── Available data ──
PR #1128, opened 2017-03-06
Detect monkey-patched select module

SethMichaelLarson:
This is another implementation for solving issue #1104. #1105 is too complex because it was trying to keep promises of the Python stdlib selectors modules that aren't relevant to urllib3.
This change is simpler and should make for a more comfortable change. :)

This change doesn't detect monkey-patches that occur after the first call to `DefaultSelector` but the major problem seems to be patches during import time so I think this is a good compromise.

Should hopefully make it into next requests release (?) as I've seen more than one project blacklisting upgrading requests until issue #1104 is resolved even though it's not really our fault.

### DIFF
--- a/test/test_selectors.py
+++ b/test/test_selectors.py
@@ -723,8 +723,8 @@ class TestUniqueSelectScenarios(BaseSelectorTestCase):
     def test_select_module_defines_does_not_implement_poll(self):
         # This test is to make sure that if a platform defines
         # a selector as being available but does not actually
-        # implement it (kennethreitz/requests#3906) does not
-        # make DefaultSelector() fail.
+        # implement it (kennethreitz/requests#3906) then
+        # DefaultSelector() does not fail.
 
         # Reset the _DEFAULT_SELECTOR value as if using for the first time.
         selectors._DEFAULT_SELECTOR = None
--- a/test/test_selectors.py
+++ b/test/test_selectors.py
@@ -2,6 +2,7 @@ from __future__ import with_statement
 import errno
 import os
 import psutil
+import select
 import signal
 import socket
 import sys
@@ -120,7 +121,6 @@ class TimerMixin(object):
 @skipUnless(selectors.HAS_SELECT, "Platform doesn't have a selector")
 class BaseSelectorTestCase(unittest.TestCase, AlarmMixin, TimerMixin):
     """ Implements the tests that each type of selector must pass. """
-    SELECTOR = selectors.DefaultSelector
 
     def make_socketpair(self):
         rd, wr = socketpair()
@@ -135,9 +135,17 @@ class BaseSelectorTestCase(unittest.TestCase, AlarmMixin, TimerMixin):
         return rd, wr
 
     def make_selector(self):
-        s = self.SELECTOR()
+        s = selectors.DefaultSelector()
         self.addCleanup(s.close)
         return s
+
+    def setup_select_module(self, selector):
+        selectors._DEFAULT_SELECTOR = None
+        for s in ['select', 'poll', 'epoll', 'kqueue']:
+            if s != selector and hasattr(select, s):
+                old_selector = getattr(select, s)
+                delattr(select, s)
+                self.addCleanup(setattr, select, s, old_selector)
 
     def standard_setup(self):
         s = self.make_selector()
@@ -681,24 +689,93 @@ class ScalableSelectorMixin(object):
         self.assertEqual(limit_nofile // 2, len(s.select()))
 
 
+@skipUnless(selectors.HAS_SELECT, "Platform doesn't have a selector.")
+class TestUniqueSelectScenarios(BaseSelectorTestCase):
+    def test_select_module_patched_after_import(self):
+        # This test is to make sure that after import time
+        # calling DefaultSelector() will still give a good
+        # return value. This issue is caused by gevent, eventlet.
+
+        # Now remove all selectors except `select.select`.
+        self.setup_select_module('select')
+
+        # Make sure that the selector returned only uses the selector available.
+        selector = self.make_selector()
+        self.assertIsInstance(selector, selectors.SelectSelector)
+
+    @skipUnless(hasattr(errno, 'ENOSYS'), 'Platform does not have errno.ENOSYS.')
+    def test_select_module_defines_does_not_implement_poll(self):
+        # This test is to make sure that if a platform defines
+        # a selector as being available but does not actually
+        # implement it (kennethreitz/requests#3906) does not
+        # make DefaultSelector() fail.
+
+        # Reset the _DEFAULT_SELECTOR value as if using for the first time.
+        selectors._DEFAULT_SELECTOR = None
+
+        had_poll = hasattr(select, 'poll')
+
+        # Remove all selectors except `select.select`.
+        self.setup_select_module('select')
+
+        # Now we're going to patch in a bad `poll`.
+        class BadPoll(object):
+            def poll(self, timeout):
+                raise OSError(errno.ENOSYS)
+
+        select.poll = BadPoll
+        if not had_poll:
+            self.addCleanup(delattr, select, 'poll')
+
+        selector = self.make_selector()
+        self.assertIsInstance(selector, selectors.SelectSelector)
+
+    @skipUnless(hasattr(errno, 'ENOSYS'), 'Platform does not have errno.ENOSYS.')
+    def test_select_module_defines_does_not_implement_epoll(self):
+        # Same as above test except with `select.epoll`.
+
+        # Reset the _DEFAULT_SELECTOR value as if using for the first time.
+        selectors._DEFAULT_SELECTOR = None
+
+        had_epoll = hasattr(select, 'epoll')
+
+        # Remove all selectors except `select.select`.
+        self.setup_select_module('select')
+
+        # Now we're going to patch in a bad `epoll`.
+        def bad_epoll(*args, **kwargs):
+            raise OSError(errno.ENOSYS)
+
+        select.epoll = bad_epoll
+        if not had_epoll:
+            self.addCleanup(delattr, select, 'epoll')
+
+        selector = self.make_selector()
+        self.assertIsInstance(selector, selectors.SelectSelector)
+
+
 @skipUnless(hasattr(selectors, "SelectSelector"), "Platform doesn't have a SelectSelector")
 class SelectSelectorTestCase(BaseSelectorTestCase):
-    SELECTOR = getattr(selectors, "SelectSelector", None)
+    def setUp(self):
+        self.setup_select_module('select')
 
 
 @skipUnless(hasattr(selectors, "PollSelector"), "Platform doesn't have a PollSelector")
 class PollSelectorTestCase(BaseSelectorTestCase, ScalableSelectorMixin):
-    SELECTOR = getattr(selectors, "PollSelector", None)
+    def setUp(self):
+        self.setup_select_module('poll')
 
 
 @skipUnless(hasattr(selectors, "EpollSelector"), "Platform doesn't have an EpollSelector")
 class EpollSelectorTestCase(BaseSelectorTestCase, ScalableSelectorMixin):
-    SELECTOR = getattr(selectors, "EpollSelector", None)
+    def setUp(self):
+        self.setup_select_module('epoll')
 
 
 @skipUnless(hasattr(selectors, "KqueueSelector"), "Platform doesn't have a KqueueSelector")
 class KqueueSelectorTestCase(BaseSelectorTestCase, ScalableSelectorMixin):
-    SELECTOR = getattr(selectors, "KqueueSelector", None)
+    def setUp(self):
+        self.setup_select_module('kqueue')
 
 
 @skipUnless(hasattr(selectors, "SelectSelector"), "Platform doesn't have a SelectSelector")
--- a/test/test_selectors.py
+++ b/test/test_selectors.py
@@ -50,6 +50,11 @@ TOLERANCE = 0.75
 TRAVIS_CI = "TRAVIS" in os.environ
 
 
+skipUnlessHasSelector = skipUnless(selectors.HAS_SELECT, "Platform doesn't have a selector")
+skipUnlessHasENOSYS = skipUnless(hasattr(errno, 'ENOSYS'), "Platform doesn't have errno.ENOSYS")
+skipUnlessHasAlarm = skipUnless(hasattr(signal, 'alarm'), "Platform doesn't have signal.alarm()")
+
+
 class AlarmThread(threading.Thread):
     def __init__(self, timeout):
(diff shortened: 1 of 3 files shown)


Lukasa:
While we're here waiting for builds, do you mind adding a changelog note?

SethMichaelLarson:
Sure, I've probably got to add some more `#Platform-specific` comments within `_default_selector` as well to get 100% coverage.

SethMichaelLarson:
So codecov is showing the incorrect PR for some reason. Should be showing 100%: https://codecov.io/gh/shazow/urllib3/pull/1128
CI seems to have failed with a transient failure.

urllib3/util/selectors.py
```diff
@@ -535,19 +535,30 @@ def close(self):
...
+        selector_type = KqueueSelector
+    elif hasattr(select, 'epoll'):  # Platform-specific: Linux
+        selector_type = EpollSelector
+    elif hasattr(select, 'poll'):  # Platform-specific: Linux
+        selector_type = PollSelector
+    elif hasattr(select, 'select'):  # Platform-specific: Windows
+        selector_type = SelectSelector
+    else:  # Platform-specific: AppEngine
+        raise ValueError('Platform does not have a selector')
+    DefaultSelector = selector_type
```
haikuginger: Do we only want to use this function the first time we initialize a selector, or every time? What if a selector gets used before the monkey patch takes effect? What sort of performance costs would we incur by simply leaving DefaultSelector set to execute this function, rather than attaching to a concrete selector class?

haikuginger:
I have one question, but the overall setup looks good to me.

urllib3/util/selectors.py
SethMichaelLarson: The problem we're trying to mitigate is basically this one:
```python
import urllib3
from eventlet import monkey
monkey.patch_all()
```

We discussed having it run every time, I could run a test to see the performance hit that running each time versus once. In v2 there's going to be a selector per `Connection` so that's a lot of calls.

SethMichaelLarson: Running on Python 3.5.2 I received the following results from timeit:

Here was my setup:
```bash
python -m timeit -s 'from urllib3.util import selectors' 'selectors.DefaultSelector().close()'
```

Checking only once:
```bash
100000 loops, best of 3: 5.93 usec per loop
```

Checking each call:
```bash
100000 loops, best of 3: 8.61 usec per loop
```

Not really a big difference. I'm willing to say we could call it each time.

haikuginger: > We discussed having it run every time

Ah, sorry to drag it back to a previous discussion, then. :) Unfortunately I haven't been able to spend as much time as I'd like on open source lately.

SethMichaelLarson: Oh no worries I'm just telling you for reference if you wanted to read back on our discussion. :) I'm the first person that should be pointed fingers at for taking breaks from my PRs haha

There's no numbers or tests in that discussion so it's nice to pin down the performance difference here.

haikuginger: Okay! Based on the above, I'd tend to lean towards dynamically picking the selector type every time - a difference of 3µs per selector is relatively minimal compared to the amount of time even a single network hop can take. But, of course, it's up to @Lukasa at the end of the day, and I'm happy either way.

urllib3/util/selectors.py
```diff
@@ -535,19 +535,44 @@ def close(self):
...
+    """ Checks that select structs can be allocated
+    by the underlying operating system, not just
+    advertised by the select module. We don't check
+    select() because we'll be hopeful that most 
+    platforms that don't have it available will not
+    advertise it. (ie: GAE) """
+    try:
+        getattr(select, struct)().close()
+        return True
+    except (OSError, AttributeError):
```
Lukasa: Given we catch `AttributeError` here, do we need the `hasattr` checks below?

urllib3/util/selectors.py
```diff
@@ -535,19 +535,44 @@ def close(self):
...
+    HAS_SELECT = False
+
+
+def _can_allocate(struct):
+    """ Checks that select structs can be allocated
+    by the underlying operating system, not just
+    advertised by the select module. We don't check
+    select() because we'll be hopeful that most 
+    platforms that don't have it available will not
+    advertise it. (ie: GAE) """
```
Lukasa: This paragraph doesn't have to be so tightly bound. Use all 79 characters if you want!

SethMichaelLarson: Haha you can tell when I'm working on the GitHub web platform versus a real IDE. I'm sitting in my bed after just woken up making these changes and I have to run to work soon. :)

Lukasa: Hah, nice. There's no rush. :smile:

urllib3/util/selectors.py
SethMichaelLarson: This is very true. I'll remove the `hasattr` checks.

SethMichaelLarson:
Latest change adds detecting if the `select` module is incorrectly advertising a service not supported by the underlying OS as per @programatix's problem in kennethreitz/requests#3906, #1131, and #1132.
I'll add some comments in the requests issue as well to point to this issue.

So @haikuginger this next change will definitely not allow for checking each time. :/

urllib3/util/selectors.py
SethMichaelLarson: Yeah, I've discovered that around this time is one of the better times to get comments from maintainers on `urllib3` :)

urllib3/util/selectors.py
```diff
@@ -535,19 +535,44 @@ def close(self):
...
+    try:
+        getattr(select, struct)().close()
```
SethMichaelLarson: So this definitely won't work, will have to detect if the selector has a `close()` function and use it then. (`select.poll` has no `close()`).
Also might have to add a scenario for `select.poll.poll()` as it won't throw the error until it's actually used.

urllib3/util/selectors.py
Lothiraldan: It seems that currently this function is called every time. I think the reference `urllib3.util.selectors.DefaultSelector` is correctly replaced but not the `DefaultSelector` reference in the wait.py file.
I don't know if it's the expected behavior.

SethMichaelLarson: It's only called once currently. Within `_default_selector()` right at the very end `DefaultSelector` is changed to the result of the first call of `_default_selector()`.

SethMichaelLarson:
@Lukasa So we're missing coverage inside of `_can_allocate` because how how selector tests choose the selector to use. Should I rewrite `make_selector()` in the test cases to use the `_default_selector()` route rather than marking the function to skip coverage?

Lukasa:
Go for it. 👍

urllib3/util/selectors.py
Lothiraldan: I don't think so, with this script and having add `print('calling _default_selector')` in the `_default_selector` function:

```
import urllib3.util.selectors

connection = PoolManager()
print('DefaultSelector', urllib3.util.selectors.DefaultSelector)

import gevent.monkey
gevent.monkey.patch_all()

connection.urlopen('GET', 'http://google.fr')
print('DefaultSelector', urllib3.util.selectors.DefaultSelector)
connection.urlopen('GET', 'http://google.fr')
print('DefaultSelector', urllib3.util.selectors.DefaultSelector)
connection.urlopen('GET', 'http://google.fr')
print('DefaultSelector', urllib3.util.selectors.DefaultSelector)
```

I get this output:

```
('DefaultSelector', <function _default_selector at 0x101700ed8>)
('DefaultSelector', <function _default_selector at 0x101700ed8>)
calling _default_selector
calling _default_selector
('DefaultSelector', <class 'urllib3.util.selectors.SelectSelector'>)
calling _default_selector
calling _default_selector
('DefaultSelector', <class 'urllib3.util.selectors.SelectSelector'>)
```

As wait.py https://github.com/shazow/urllib3/blob/master/urllib3/util/wait.py#L3 use directly the DefaultSelector reference, it isn't replaced when setting the global `DefaultSelector`. Checkout this slides https://gitpitch.com/Lothiraldan/python-production-monkey-patching/master?grs=github&t=sky for more explanation (6 slides to the right sorry couldn't get the right sharing url).

SethMichaelLarson: Ah good catch! I'll deal with this as well in my next patch.

SethMichaelLarson:
So now the `test_selectors` uses the `DefaultSelector()` pathway that would be used during normal usage of the module. I also added test cases for the unique situations that we are making this patch for.

test/test_selectors.py
```diff
@@ -681,24 +689,93 @@ def test_above_fd_setsize(self):
...
+        # Remove all selectors except `select.select`.
+        self.setup_select_module('select')
+
+        # Now we're going to patch in a bad `epoll`.
+        def bad_epoll(*args, **kwargs):
+            raise OSError(errno.ENOSYS)
+
+        select.epoll = bad_epoll
+        if not had_epoll:
+            self.addCleanup(delattr, select, 'epoll')
```
Lukasa: So this patching and unpatching is a really common pattern in these tests: it might be good to factor it out to a helper method like `patch_selector_implementation('epoll', bad_epoll)`

test/test_selectors.py
```diff
@@ -681,24 +689,93 @@ def test_above_fd_setsize(self):
...
 
 
 @skipUnless(hasattr(selectors, "EpollSelector"), "Platform doesn't have an EpollSelector")
 class EpollSelectorTestCase(BaseSelectorTestCase, ScalableSelectorMixin):
-    SELECTOR = getattr(selectors, "EpollSelector", None)
+    def setUp(self):
+        self.setup_select_module('epoll')
 
 
 @skipUnless(hasattr(selectors, "KqueueSelector"), "Platform doesn't have a KqueueSelector")
```
Lukasa: Does this test work correctly now?

test/test_selectors.py
```diff
@@ -681,24 +689,93 @@ def test_above_fd_setsize(self):
...
+                raise OSError(errno.ENOSYS)
+
+        select.poll = BadPoll
+        if not had_poll:
+            self.addCleanup(delattr, select, 'poll')
+
+        selector = self.make_selector()
+        self.assertIsInstance(selector, selectors.SelectSelector)
+
+    @skipUnless(hasattr(errno, 'ENOSYS'), 'Platform does not have errno.ENOSYS.')
```
sigmavirus24: You can create new decorators by doing

```
skipUnlessHasEnoSys = skipUnless(hasattr(errno, 'ENOSYS'), 'Platform does not have errno.ENOSYS.')


     @skipUnlessHasEnoSys
     def test_...
```

That way you're not copying it around several places and others who add tests won't be either.

SethMichaelLarson: Good idea, I addressed this in my latest.

test/test_selectors.py
SethMichaelLarson: Sorry, I'm not sure what this comment is about?

test/test_selectors.py
SethMichaelLarson: Yes it is! I changed the function `setup_select_module` to be slightly different and to do two things at once. Please tell me if I'm being too smart for our collective good with the function. I feel like it's within the realm of okay but close to the edge of being too much.

test/test_selectors.py
```diff
@@ -135,10 +135,18 @@ def make_socketpair(self):
         return rd, wr
 
     def make_selector(self):
-        s = self.SELECTOR()
+        s = selectors.DefaultSelector()
         self.addCleanup(s.close)
         return s
 
+    def setup_select_module(self, selector):
```
SethMichaelLarson: True, I renamed it to `patch_select_module` and added a docstring.

test/test_selectors.py
Lukasa: My question is, does having a KqueueSelector attribute correctly define whether we should run these tests, or do we need to change this logic?

SethMichaelLarson: So we don't need to change it but we could? `selectors.py` checks to see if `select` has `kqueue` before defining `KqueueSelector`.

test/test_selectors.py
```diff
@@ -681,24 +705,81 @@ def test_above_fd_setsize(self):
...
+        # Make sure that the selector returned only uses the selector available.
+        selector = self.make_selector()
+        self.assertIsInstance(selector, selectors.SelectSelector)
+
+    @skipUnlessHasENOSYS
+    def test_select_module_defines_does_not_implement_poll(self):
+        # This test is to make sure that if a platform defines
+        # a selector as being available but does not actually
+        # implement it (kennethreitz/requests#3906) does not
+        # make DefaultSelector() fail.
```
Lukasa: This comment has got some confusing grammar in it. It should probably end with `does not actually implement it (kennethreitz/requests#3906) then DefaultSelector() does not fail`.

SethMichaelLarson: Okay I'll fix this comment. :)

SethMichaelLarson:
Thank you @Lukasa, if you see anything just point it out. I'll do another once-over as well. :)

SethMichaelLarson:
Can't merge this myself @Lukasa, don't have write privileges for this repo :)

haikuginger:
Thanks, @SethMichaelLarson!

✨🍮✨

urllib3/util/selectors.py
```diff
@@ -535,19 +536,46 @@ def close(self):
...
-elif 'PollSelector' in globals():  # Platform-specific: Linux
-    DefaultSelector = PollSelector
-elif 'SelectSelector' in globals():  # Platform-specific: Windows
-    DefaultSelector = SelectSelector
-else:  # Platform-specific: AppEngine
-    def no_selector(_):
-        raise ValueError("Platform does not have a selector")
-    DefaultSelector = no_selector
-    HAS_SELECT = False
+def DefaultSelector(*_):
```
sigmavirus24: Why are we using `*_` to collect arguments here?

SethMichaelLarson: Without it you receive `TypeError: DefaultSelector() takes 0 positional arguments but 1 was given` during the `wait_for_*` functions but normal calls to it you receive no positional arguments. I can only assume it's passing in an argument because it's treating it like a class?

Lukasa: To be fair, we wrote the `wait_for_*` functions, so we can potentially just fix those.

SethMichaelLarson: So for some reason the `TestCase` is being passed in as an argument (`self`) for the `wait_for_io` tests. :/ I can now see why this is happening. I'll open a separate PR to fix this issue.

SethMichaelLarson: To be clear this was occurring in the past set of tests for adding selectors as well, each selector was receiving a `unittest.TestCase` as `self` but it was silently working fine.

SethMichaelLarson: See #1134.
───
Your task -> Which lines in the listing above include the string "haikuginger"? Copy each of them.

Solution to the problem ->
haikuginger: Do we only want to use this function the first time we initialize a selector, or every time? What if a selector gets used before the monkey patch takes effect? What sort of performance costs would we incur by simply leaving DefaultSelector set to execute this function, rather than attaching to a concrete selector class?
haikuginger:
haikuginger: > We discussed having it run every time
haikuginger: Okay! Based on the above, I'd tend to lean towards dynamically picking the selector type every time - a difference of 3µs per selector is relatively minimal compared to the amount of time even a single network hop can take. But, of course, it's up to @Lukasa at the end of the day, and I'm happy either way.
So @haikuginger this next change will definitely not allow for checking each time. :/
haikuginger:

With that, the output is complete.